Oil traders' clash hits Rosneft and blows a hole in Putin's budget – Bloomberg
Photo: Vladimir Putin and Igor Sechin (Getty Images)
A serious conflict between key figures in Russia’s oil business is threatening the export system the Kremlin relies on to finance its war against Ukraine, reports Bloomberg.
Traders controlling most of Rosneft’s oil supplies have begun exposing competitors’ ties to Russia, trying to trigger Western sanctions against them.
Fight for influence on the oil market
Based on sources and internal documents, the confrontation between oil trader Murtaza Lakhani and two Azerbaijani businessmen, Etibar Eyyub and Tahir Garayev, has already cost Rosneft and the Russian state billions of dollars.
Due to discounts and rising costs, the situation poses a threat to the company’s CEO Igor Sechin.
After the US first imposed sanctions on Rosneft, and Russia’s economy continues to weaken, Vladimir Putin has found himself in a difficult position. Rosneft’s income for the first half of the year fell by 68%, while oil prices have dropped nearly 20% from their January highs.
Now, the new conflict within the export network threatens even greater financial losses.
Accusations and media fight
Sources told Bloomberg that allies of Eyyub and Garayev tried to publish materials in Russian media to draw Western attention to Lakhani’s ties with Rosneft. In response, Lakhani launched his own campaign, attempting to put his rivals on the radar of Western regulators.
Coral Energy, a company founded by Garayev in 2010 (later renamed 2Rivers), even turned to lobbyists in Washington to bring information about competitors’ activities to the attention of American and European officials.
Such tactics have been used before in gray oil trading schemes, where exposing rivals led to sanctions and loss of partners.
Sanctions and Rosneft’s revenue decline
After the UK and the EU imposed sanctions in 2024 against the Azerbaijani traders’ network, their business faced severe restrictions. Banks, insurance companies, and brokers began avoiding deals with them, and every contract became more expensive.
As a result, Rosneft was forced to offer additional discounts and seek alternative supply routes, which led to new losses. According to sources, total damages for the company and the Russian budget amount to billions of dollars.

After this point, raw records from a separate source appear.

PR #2936, opened 2025-10-28
check the drives filesystem and only use snapper on btrfs

ecruzolivera:
Hi, in my setup I have two drives, one `btrfs`  for root and another `ext4` for `home`, the current `omarchy-snapshot` script assumes that all drives are Btrfs.

### DIFF
--- a/bin/omarchy-snapshot
+++ b/bin/omarchy-snapshot
@@ -20,12 +20,14 @@ create)
 
   echo -e "\e[32mCreate system snapshot\e[0m"
 
-  # Get existing snapper config names from CSV output
-  mapfile -t CONFIGS < <(sudo snapper --csvout list-configs | awk -F, 'NR>1 {print $1}')
-
-  for config in "${CONFIGS[@]}"; do
-    sudo snapper -c "$config" create -c number -d "$DESC"
-  done
+  # Read snapper configs and their subvolume paths
+  while IFS=, read -r name path _; do
+    [[ $name == "Config" ]] && continue # Skip header
+    # Check if the path exists and is btrfs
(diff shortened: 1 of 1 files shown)


ecruzolivera:
Hi @ryanrhughes, just a friendly reminder of this.

ryanrhughes:
@ecruzolivera What's the issue this solves exactly? If you don't have btrfs for a drive, it won't have a snapper config so it'd already be ignored unless I'm misunderstanding.

ecruzolivera:
> @ecruzolivera What's the issue this solves exactly? If you don't have btrfs for a drive, it won't have a snapper config so it'd already be ignored unless I'm misunderstanding.

Hello, this script will limit snapper to only be called on btrfs partitions.

I have two drives, one for `/root` that has btrfs and another for `/home` that it is ext4. Without this script, the snapper [script](https://github.com/basecamp/omarchy/blob/7c0adf7d40206bd1b49305a2f470c0be300f99c2/bin/omarchy-snapshot#L24C26-L24C88) will report all partitions to be snapped including the ext4 ones.

```
sudo snapper --csvout list-configs | awk -F, 'NR>1 {print $1}'
home
root
```
And therefore the script will fail when trying to [snap](https://github.com/basecamp/omarchy/blob/7c0adf7d40206bd1b49305a2f470c0be300f99c2/bin/omarchy-snapshot#L26C3-L28C7) an ext4 partition.

My script will check if the partition is Btrfs before trying to snap it

```
 if [[ -d $path ]] && [[ "$(findmnt -n -o FSTYPE --target "$path")" == "btrfs" ]]; then
      sudo snapper -c "$name" create -c number -d "$DESC"
 fi
```

Please let me know if I was able to explain myself properly.

PR #2937, opened 2025-10-28
fix: improve catppuccin-latte group background colors

MangelMaxime:
Hello,

In this PR, I am trying to improve catpuccin-late theme for Hyprland groups:

- Improves contrast
- Make the colors consistent with the theme

**Before**

image

See how the background colors of the group is not from catpuccin-late color palettes and also that the inactive group text is almost unreadable.

**After**

image

### DIFF
--- a/themes/catppuccin-latte/hyprland.conf
+++ b/themes/catppuccin-latte/hyprland.conf
@@ -1,4 +1,7 @@
 $activeBorderColor = rgb(1e66f5)
+$text = rgb(4c4f69)
+$surface0 = rgb(ccd0da)
+$base = rgb(eff1f5)
 
 general {
     col.active_border = $activeBorderColor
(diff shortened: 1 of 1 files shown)


dhh:
I agree that the contrast is a little weak, but I don't love the suggested fix. We still need to retain some translucency to match with all the other themes. Whatever the fix, it has to be general. Feel free to take another stab at that if you can find something that's generic and that works with all the themes.

MangelMaxime:
When creating this PR, I though about the issue for the other themes.

From my POV, it is all the themes that need to customize their `groupbar` styling to match their color palette. What do you think?

dhh:
I think you'll get the color match just by retraining some translucency. We probably just have to tweak the contrast/text color a bit.

PR #2940, opened 2025-10-28
Update utilities.conf with keyboard shortcuts for zooming in and out on the display

pelephant2:
`Super+Shift+Z` to zoom in on the display, and `Super+Shift+Alt+Z` to return the display to the default 100% zoom.


dhh:
Doesn't work as presented:

image

PR #2945, opened 2025-10-28
Add optional biology/bioinformatics package

mmorri:
## Summary

Adds comprehensive biology and bioinformatics tooling as a standalone, opt-in package that can be installed with a single command:

```bash
omarchy-install-biology
```

This package includes:

**System packages** (via pacman):
- Genomics tools: samtools, bcftools, bedtools, bowtie2, bwa, minimap2
- Quality control: fastqc, trimmomatic, cutadapt
- Phylogenetics: mafft, muscle, clustalw
- Visualization: igv, pymol
- Utilities: parallel, bbmap, compression tools

**Python packages** (via uv):
- Scientific: numpy, scipy, pandas, matplotlib, seaborn
- Biology: biopython, pysam, scikit-bio, scanpy, napari
- Interactive: jupyter, jupyterlab

**R packages** (user-level):
- Tidyverse ecosystem
- Bioconductor: Biostrings, GenomicRanges, DESeq2, edgeR, limma
- Analysis: Seurat, phyloseq, SingleCellExperiment

## Implementation

- Creates `omarchy-install-biology` command for easy installation
- Automatically installs Python and R dev environments if needed
- All installation scripts check for dependencies and install them via `omarchy-install-dev-env`
- Adds R support to `omarchy-install-dev-env` for standalone R installation
- Completely separate from default installation - users must explicitly opt-in

See `docs/BIOLOGY.md` for complete documentation.

### DIFF
--- a/bin/omarchy-install-biology
+++ b/bin/omarchy-install-biology
@@ -8,11 +8,14 @@ echo "  - Python packages (biopython, scanpy, etc.)"
 echo "  - R packages (Bioconductor, tidyverse, etc.)"
 echo ""
 
+# Set OMARCHY_INSTALL environment variable
+export OMARCHY_INSTALL="$HOME/.local/share/omarchy/install"
+
 # Source the helpers
-source ~/.local/share/omarchy/install/helpers/all.sh
+source $OMARCHY_INSTALL/helpers/all.sh
 
 # Run the biology installation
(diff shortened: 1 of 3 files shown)


dhh:
I think we had a misunderstanding here. I was suggesting that you added a separate package that you can post to the AUR and then folks can install it via that. I don't see that we have something like this directly in Omarchy. Sorry for the confusion.

PR #2946, opened 2025-10-28
Fix steam install steam

mmorri:


dhh:
We already have multilib turned on by default in Omarchy. I don't know how you ended up without that.

PR #2954, opened 2025-10-29
Feature (hypr): add “Pop window” (float+pin) on SUPER+O

ryrobes:
## What & Why
Adds a “Pop window” toggle bound to **SUPER+L**:
- Floats the focused window (if tiled), pins it across all workspaces, and tags it `pop`.
- Toggling again unpins it and re-tiles it.
- Tag-driven styling adds rounded borders for active `pop` windows.
- Good for YouTube videos or any app you want to stay put on the monitor when you have lots of workspaces, etc.

https://github.com/user-attachments/assets/e0cebd8c-f5da-4430-9314-a1c742e162db

## Testing
- Hyprland: verified pop/un-pop across workspaces, floating state restored correctly (`pop` tag removed).
- No script deps beyond `hyprctl` and `jq`.

### DIFF
--- a/default/hypr/bindings/tiling-v2.conf
+++ b/default/hypr/bindings/tiling-v2.conf
@@ -9,7 +9,7 @@ bindd = SUPER, T, Toggle window floating/tiling, togglefloating,
 bindd = SUPER, F, Full screen, fullscreen, 0
 bindd = SUPER CTRL, F, Tiled full screen, fullscreenstate, 0 2
 bindd = SUPER ALT, F, Full width, fullscreen, 1
-bindd = SUPER, L, Pop window (float + pin), exec, omarchy-cmd-pop
+bindd = SUPER, O, Pop window out (float & pin), exec, omarchy-cmd-pop
 
 # Move focus with SUPER + arrow keys
 bindd = SUPER, LEFT, Move window focus left, movefocus, l


jkoestinger:
Just saw this PR and wanted to give a heads up: I think quite some people are mapping SUPER + L to lock the screen, because that is what is getting sent by the "lock" key on keyboards that have it usually (funnily, this would turn the lock screen key into a pop windows key). Maybe it would make sense to use another binding for it?

ryrobes:
Hah, fair point. Any suggestions on something unused and also isn't frequently re-bound by people? SUPER + O maybe?

imvaskii:
> Hah, fair point. Any suggestions on something unused and also isn't frequently re-bound by people? SUPER + O maybe?

`SUPER SHIFT, ESCAPE` maybe?

madebynoxc:
If `SUPER+T` toggles floating, it would make sense to float and pin it with `SUPER+SHIFT+T`

ryrobes:
Would prefer to keep it on a SUPER only keybind since it's a top-level base tile/system op? Personally, `SUPER+O` (for pOp) seems to make sense?

But if people really want SUPER+SHIFT+T, then so be it - let me know.

**Spicy take:** I honestly feel that it's more _broadly_ useful IMHO than Pseudo (`SUPER+P`), so locally I might make **it** `SUPER+P` and make PseudO `SUPER+O` - but that'd be a breaking change for the release.

ryrobes:
Changed to `SUPER-O` for now, follows the new keybind scheme better w/o an extra modifier. 
Works great with the default `SUPER` + left/right drag for move and resize. I use it for YT, Zoom, GoogleMeet, Messenger windows daily when I want a really flexible window that persists and doesn't mutate my tiles across workspaces.

dhh:
We already have picture-in-picture mode that does this automatically for video pop outs on YT etc. Could we try to reuse that with a trigger for tagging?

dhh:
The file is in default/hypr/apps/pip.conf

ryrobes:
Good idea, but after experimenting a bit I think they are likely better as 2 sep things since they serve 2 distinct use cases. Pip being special / specific side-effect and "Pop" being a generalized user-triggered window mutation useful for arbitrary tiles. Thoughts?

dhh:
I think the windowrules are the same though, no? Or at least should share a similar base. Just that I'd like to get rid of the cmd-pop. And just rely on adding/removing a tag to the active window, which is then ruled by static rules.

ryrobes:
Would love to be able to piggy back the existing pip.conf rules. The problem is the important rules for pip aren't _reactive_ on existing windows (only dynamic rules are noborder, opacity, etc do that). So they have to be dispatched explicitly in order to work (unfortunately). So while we _can_ dynamically change the tags on an existing window, hyprland it won't cascade & re-eval rules based on that new tag.

https://wiki.hypr.land/Configuring/Window-Rules/#static-rules
https://wiki.hypr.land/Configuring/Window-Rules/#dynamic-rules

Kind of a bummer, honestly. If I can find a workaround that's not ugly, I'll remedy - but for now it seems like this kind of thing needs it's own little script call.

How Russia is losing control over its oil network
“These disputes expose how fragile Russia’s sanctions-bypass system really is,” said Tatiana Mitrova, an expert at Columbia University’s Center on Global Energy Policy. According to her, the Kremlin relies on a limited circle of opaque intermediaries to export oil and receive hard currency.
“When they start fighting, it threatens billions in export revenue and reveals how little control Moscow actually has over these offshore networks,” she said.
The rise and fall of oil intermediaries
Lakhani, Eyyub, and Garayev are little-known to the public, but since Russia invaded Ukraine, they have handled the flow of hundreds of millions of barrels of Russian oil. Lakhani, who once called himself “Glencore’s man in Baghdad,” became Sechin’s key partner after 2022, bypassing Western sanctions through a network of companies in the UAE.
However, in 2024, his position weakened as Eyyub and Garayev quickly became Rosneft’s main traders. Their structure, operating through offshore entities and supported by ties in the Azerbaijani government, pushed Lakhani out of the market. But by 2025, he had returned, strengthening his base in Dubai and again serving as an intermediary between Moscow and Asian partners.
A new threat to Rosneft and the Kremlin
Lakhani’s resurgence angered the sanctioned Azerbaijani traders, who intensified their information attacks. For Sechin, this has become another problem amid falling profits and sanctions pressure.
“It’s a symptom of growing stress inside Russia’s wartime economy,” Mitrova concluded. According to her, dependence on a small group of intermediaries makes Russia’s oil system extremely unstable.
Trump's sanctions
The United States imposed tough sanctions against Russian oil companies Rosneft and Lukoil.
Bloomberg sources have already reported that Russian oil flows to India, which surged after Russia invaded Ukraine, will soon shrink almost to zero.
According to Reuters sources, the sanctions have prompted Chinese state oil companies to temporarily suspend purchases of Russian oil.